Further, respondent violated Canon 8 and Rule 8.01 of the Code of Professional
Responsibility which mandate, and by failing to live up to his oath and to comply
with the exacting standards of the legal profession, respondent also violated Canon
7 of the Code of Professional Responsibility, which directs a lawyer to at all times
uphold the integrity and the dignity of the legal profession.
50. YOUNG vs. BATUEGAS
403 SCRA 123
FACTS: Young is the private prosecutor in People of the Phil v Arana. Batuegas, et al
are the counsels for the accused in the said criminal case. On Dec 13, 2000,
Batuegas filed a Manifestation with Motion for Bail alleging that the accused has
voluntarily surrendered to a person in authority and, as such, is now under
detention. Upon verification with the NBI, YOUNG discovered that the accused
surrendered on Dec 14,2000 (not 13). BATUEGAS, et al in their defense alleged that
on Dec 13, 2000, upon learning that a warrant of arrest was issued against their

client, they filed a Manifestation with Motion for Bail. They immediately fetched
accused from Cavite and brought him to NBI to voluntarily surrender. However, due
to heavy traffic, they arrived at NBI at 2am the next day. That was why the
Certificate of Detention indicated that the accused surrendered on Dec 14, 2000
and not 13. As to lack of notice, YOUNG being a private prosecutor, is not entitled to
such as only the State and City prosecutors should be given notices.

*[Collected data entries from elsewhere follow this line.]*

PR #1858, opened 2026-03-08
Fixed player check-in on already started tournaments

pascalaubry:
Fixed players with a bye displayed as not checked-in
Set all players not checked-in when closing check-in
Do not overwrite players' FPB and HPB when closing check-in

### DIFF
--- a/src/data/tournament.py
+++ b/src/data/tournament.py
@@ -731,14 +731,6 @@ class Tournament:
             rank_by_player_id[player.id] = previous_rank
         return rank_by_player_id
 
-    @property
-    def not_checked_in_players(self) -> list[TournamentPlayer]:
-        return [
-            tournament_player
-            for tournament_player in self.tournament_players
-            if not tournament_player.check_in
-        ]
-
     @cached_property
     def tournament_players_by_check_in_status(
         self,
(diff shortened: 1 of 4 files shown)


Amaras (dismissed):
Code looks good, pending testing by Pascal

timothyarmes:
I really feel that hit should be added to the tests along with anything related that isn't tested yet

src/data/tournament.py
```diff
@@ -1657,32 +1644,42 @@ def close_check_in(
...
-        if zpbs_last_rounds:
-            zpb_rounds = list(range(self.current_round + 1, self.rounds + 1))
-        elif zpbs_next_round:
-            zpb_rounds = [self.current_round + 1]
 
         with EventDatabase(self.event.uniq_id, write=True) as database:
-            database.set_tournament_check_in(self.id, False)
             if delete:
-                for tournament_player in self.not_checked_in_players:
+                for tournament_player in self.tournament_players_by_check_in_status[
```
Molrn: we now have a defined Enum `CheckInStatus`, using `False | True | None` values is legacy

src/data/tournament.py
```diff
@@ -731,14 +731,6 @@ def ex_aequo_rank_by_player_id(self) -> dict[int, int]:
             rank_by_player_id[player.id] = previous_rank
         return rank_by_player_id
 
-    @property
-    def not_checked_in_players(self) -> list[TournamentPlayer]:
-        return [
-            tournament_player
-            for tournament_player in self.tournament_players
-            if not tournament_player.check_in
-        ]
```
Molrn, line 740: why did you remove that property ? it had a clear usage, and serves the same purpose as `tournament_players_by_check_in_status[False]`, except it does not use legacy values. If you need the usage here to be updated, the update it here, but keep the property as `tournament_players_by_check_in_status` should'nt be used anymore

Molrn (dismissed):

Molrn (approved):

PR #1859, opened 2026-03-08
Fixed board numbering when changing ratings after round #4

pascalaubry:


Amaras (commented):
This is not correct according to the general rules for the handling of Swiss tournaments (FIDE Handbook C.04.2)
The key is score of the higher-ranked participant, then the sum of scores of the paired participants, then pairing number of the higher-ranked participant.

If you really want to do this, then it should be an FFE plugin feature, because it is an inaccuracy on their end

pascalaubry:
No interest in doing something to be compliant with the (wrong) way the FFE displays the boards, closing.

PR #1863, opened 2026-03-12
Add a reminder to update the players' ratings before pairings on round #1 and for tournaments lasting on multiple FIDE periods

pascalaubry:
On round #1:
image

On any round for tournaments lasting on multiple FIDE periods:
image


src/web/templates/admin/pairings/swiss_pairing_buttons.html
```diff
@@ -54,7 +54,17 @@
...
+                        hx-get="{{ url_for(
+                            'admin-pairings-ratings-warning-modal',
+                            event_uniq_id=admin_event.uniq_id,
+                            tournament_id=admin_tournament.id,
+                            round=admin_round
+                        ) }}"
+                        hx-trigger="click"
+                        data-bs-toggle="modal"
+                        data-bs-target="#modal-wrapper"
+                    {% elif admin_round != 1 %}
```
Molrn:
```suggestion
                    {% else %}
```
the else condition below should be removed, it is never accessed

src/web/templates/admin/pairings/ratings_warning_modal.html
Molrn, line 1: - `Yes, ...` with a X and button secondary + `No, ...` button primary feels counter intuitive
- redirection to the player tab is not clear after clicking a button labeled `Update the ratings`, it should redirect to the update modal directly
- text-danger is a bit much for a reminder seen each time, text-warning seems more appropriate
- for multi-period, label is not a question, `Yes / No` answers do not fit

### Suggestion
- modal body
  - (Text-warning): `Reminder: you might have to update the ratings before pairing the first round.`
  - `Update player ratings` dropdown button with the data sources, opening the diff modal (centered)
- buttons `Close` and `Pair`

src/data/tournament.py
```diff
@@ -168,6 +169,12 @@ def start_date_str(self) -> str:
     def stop_date_str(self) -> str:
         return format_date(self.stop_date)
 
+    @property
+    def multiple_fide_periods(self) -> bool:
+        """Returns True if the tournament lasts more than one month, False otherwise."""
+        r: relativedelta = relativedelta(self.stop_date, self.start_date)
+        return r.months + (12 * r.years) > 0
+
```
Molrn: feels overkill to import a new lib just to do so, I suggest simpler:
```suggestion
        return (self.stop_date - self.start_date).days > 30

```
Considering the usage the approximation seems acceptable

pyproject.toml
```diff
@@ -42,6 +42,7 @@ dependencies = [
   "psutil ~= 7.0.0",
   "pycountry ~= 24.6.1",
   "pyexcel-ods3 ~= 0.6.1",
+  "python-dateutil ~= 2.9.0",
```
Molrn:
```suggestion
```
too low of a usage for a new lib IMO

Molrn (dismissed):
Not a hotfix, IMO should go to dev

src/web/templates/admin/pairings/ratings_warning_modal.html
```diff
@@ -0,0 +1,74 @@
...
+                <i class="bi-shuffle pe-1"></i>
+                {{ _('Pair') }}
+            </button>
+        </div>
+    </div>
+</div>
+
+<script>
+    requestRefresh();
+</script>
```
Molrn:
```suggestion
```
RequestRefresh is required to indicate that while in a modal, data might have been modified, and that closing it would display outdated data. It is not the case here. 
The request refresh I was talking about was on the player update endpoint. With your solution, updating players from the pairing tab leads to the players tab, which feels wrong for navigation. Instead, a modification has to be made to the players update endpoint, to request a refresh from here, by returning the following template: 
```
        return HTMXTemplate(
            template_name='common/empty.html',
            re_swap='none',
            trigger_event='request_refresh',
            after='receive',
        )
```

Molrn (dismissed):

Molrn (approved):
LGTM, small issue with the messages not being displayed which I fixed with a redirect

PR #1994, opened 2026-05-05
Fix zero k-factor

timothyarmes:


Molrn (approved):
Image  

LGTM, surprised at how many k=0 there are in the FIDE DB ^^'

PR #2000, opened 2026-05-06
Add quick creation for the simple prize criteria

Molrn:
image


timothyarmes (dismissed):
I like it, but if you're creating a general category then your criteria are lost without explanation.  I'd suggest Hiding them if general is selected.

PR #2009, opened 2026-05-11
Use category range for age prize criterion

Molrn:
I realized from .sce sent to us that people mostly did multi-select for categories instead of using the lower and greater switches, leading to situations where the criteria is displayed as `Age (U8, U10, U12, U14, U16, U18, U20)` instead of `Age <= U20`.  I replaced it by a category range to match both the tournament criteria and the quick creation form:  

image


pascalaubry (dismissed):
Works fine, please just add a release note before merging.

PR #2015, opened 2026-05-16
Improve internet detection - don't break when behind a captive portal

timothyarmes:


pascalaubry (dismissed):
Works fine, please just add a release note before merging.

PR #2018, opened 2026-05-17
Prevent moving player from SC.com synced to not synced tournament

Molrn:


src/plugins/sce/locale/en/LC_MESSAGES/sce.po
```diff
@@ -184,6 +187,9 @@ msgstr ""
 msgid "Modified"
 msgstr ""
 
+msgid "Moving a player from a tournament synchronised with Sharly-Chess.com to not synchronized tournament is not allowed."
```
pascalaubry:
```suggestion
msgid "Moving a player from a tournament synchronized with Sharly-Chess.com to not synchronized tournament is not allowed."
```

pascalaubry (dismissed):
Maybe limited by the impossibility of distrbuting the players if one of the tournaments is not synced but worls fine as-is.
Just a suggestion on a string.

PR #2019, opened 2026-05-17
Clarify FFE rules upload

Molrn:


pascalaubry (dismissed):
Nice, please just add a release note.

PR #2022, opened 2026-05-20
Remove min games options from norm docs

timothyarmes:


Amaras (approved):
LGTM, as long as the tests pass

PR #2025, opened 2026-05-22
Decorator to reduce unnecessary loading

timothyarmes:


src/data/event_load_spec.py
```diff
@@ -0,0 +1,124 @@
...
+
+    # Top-level event tables.
+    load_players: bool = True
+    load_tournaments: bool = True
+    load_timers: bool = True
+    load_screens: bool = True
+    load_families: bool = True
+    load_rotators: bool = True
+    load_display_controllers: bool = True
+    load_accounts: bool = True
```
Molrn, line 33: Accounts always need to be loaded to allow non-admin users access
```suggestion
```

src/data/event_load_spec.py
```diff
@@ -0,0 +1,124 @@
...
+
+    # When set, only this tournament is loaded (the others are skipped
+    # entirely). Useful for endpoints that target one tournament.
+    selected_tournament_id: int | None = None
+
```
Molrn, line 38:
```suggestion
    selected_tournament_id: int | None = None
    selected_screen_id: int | None = None
    selected_family_id: int | None = None
    selected_display_controller_id: int | None = None
    selected_rotator_id: int | None = None
    selected_rotator_screen_index: int | None = None
```
Might be the most important ones as user-screens are the most used requests. If selected, it'd load the event data required for the screen. 
Ex: display controller showing a rotator set on a boards screen  
- load all the screens (required for screen menu)
- load the display controller from its id
- load the rotator associated to it 
- get the screen matching the rotating screen index
- load its screen sets and timers
- load each screen set's tournament
- load each tournament's players and boards

src/data/event_load_spec.py
```diff
@@ -0,0 +1,124 @@
...
+    # Top-level event tables.
+    load_players: bool = True
+    load_tournaments: bool = True
+    load_timers: bool = True
+    load_screens: bool = True
+    load_families: bool = True
+    load_rotators: bool = True
+    load_display_controllers: bool = True
+    load_accounts: bool = True
+
```
Molrn, line 34:
```suggestion
    load_tournament_options: bool = False

```
would allow to only load one tournament on pairings / prize tabs, while preserving the tournament select options on top of the tab

Molrn (changes requested):
Putting on this PR all the comments and ideas I've had in order to make this work. This behavior currently poses one big issue: menu counts.   

Image  

As long as we've got this, every main page needs to have everything loaded, or a count like it's done for metadata on the events page. In addition to this complexity, the player and tournament count depend on the connected person's account, making it much harder to apprehend.  
Not sure how important these counts are, but they're definitely a big setback for this issue.  

It might be safer (and more effective) to start with only adding precise load specs to the user endpoints (screens, rotators, families, display controller, see suggestion below), and keeping the admin as a separate issue for now, as it seems to me it would require a much bigger / risky overall

PR #2026, opened 2026-05-22
Improve SC.com duplicates management

Molrn:
- Prevent duplicates creation on SC.com registration re-creation (Pascal's issue)
- Match identical duplicates automatically
- In the duplicates modal, when deleting one duplicate, mark the other one as not duplicate (see below: deleting one or the other remove the other one from the modal)
image


Molrn:
replaced by #2029

PR #2028, opened 2026-05-23
Allow new FFE licence format AB1234

Molrn:


src/plugins/ffe/ffe_entity.py
```diff
@@ -489,7 +488,7 @@ def get_cell_content(self, player: Player) -> Any:
     def _augment_stored_player(self, stored_player: StoredPlayer, value: str):
         if not value:
             return
-        if not re.match(r'^[A-Z]\d{5}', value):
+        if not PlayerFFELicence.validate(value):
             raise SharlyChessException(
                 _('Invalid format (expected: {format}).').format(format='A12345')
             )
```
pascalaubry, line 496:
```suggestion
raise SharlyChessException(
_('Invalid format (expected: {format1} or {format2}).').format(format1='A12345', format2='AB1234')
)
```

pascalaubry (changes requested):
IMO There are other places where the format is used (`FFESqlServer.string_matches_ffe_licence_number` for sure, maybe the same for the local data source).

PR #2036, opened 2026-05-27
Fix player withdrawn behavior

Molrn:
currently the withdrawn status only applies from the current round, which makes it appear wrong on previous rounds in the pairings tab when the player was not paired. Also prevent returning / removing a player on the last round as it does nothing


pascalaubry (approved):
Perfect.

PR #2046, opened 2026-06-07
Prevent logging of all files when looking for releases

Molrn:
Also fixes a problem with operations on Path with names >= 256 chars on windows


pascalaubry (approved):
Can you merge to `hotfix/4.2.1` please?

PR #42, opened 2023-10-31
Stub implementations for Objects

pashakondratyev:


packages/legacy-client/src/client/objectSets/OsdkObjectSet.ts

Investigating
Commissioner recommended suspension of 6 months. IBP Commission on Bar
Discipline in a resolution approved said recommendation.
ISSUE: Whether Batuegas et al are guilty of falsehood and hence must be
suspended.
HELD: YES. A lawyer must be a disciple of truth. He swore upon his admission that
he will do no falsehood nor consent to the doing of any in court. As officer of the
court, his high vocation is to correctly inform the court upon the law and facts of the
case to aid it in arriving at the correct conclusion. The courts, on the other hand, are
entitled to expect only complete honesty from lawyers appearing and pleading
before them. His lawyers solemn duty is to defend his client, his conduct must
never be at the expense of truth. In the case at bar, Batuegas, et al feel short of the
duties and responsibilities expected of them as members of the bar. Anticipating
that their Motion for Bail will be denied by the Court found that it had no jurisdiction
over the person of the accused, they craftily concealed the truth alleging that the
accused had voluntarily surrendered. To knowingly allege an untrue statement in
the pleading is a contemptuous conduct that the Court strongly condemns.
BATUEGAS, et al violated their oath when they resorted to deception. Hence,
Batuegas, et al should be suspended for 6 months.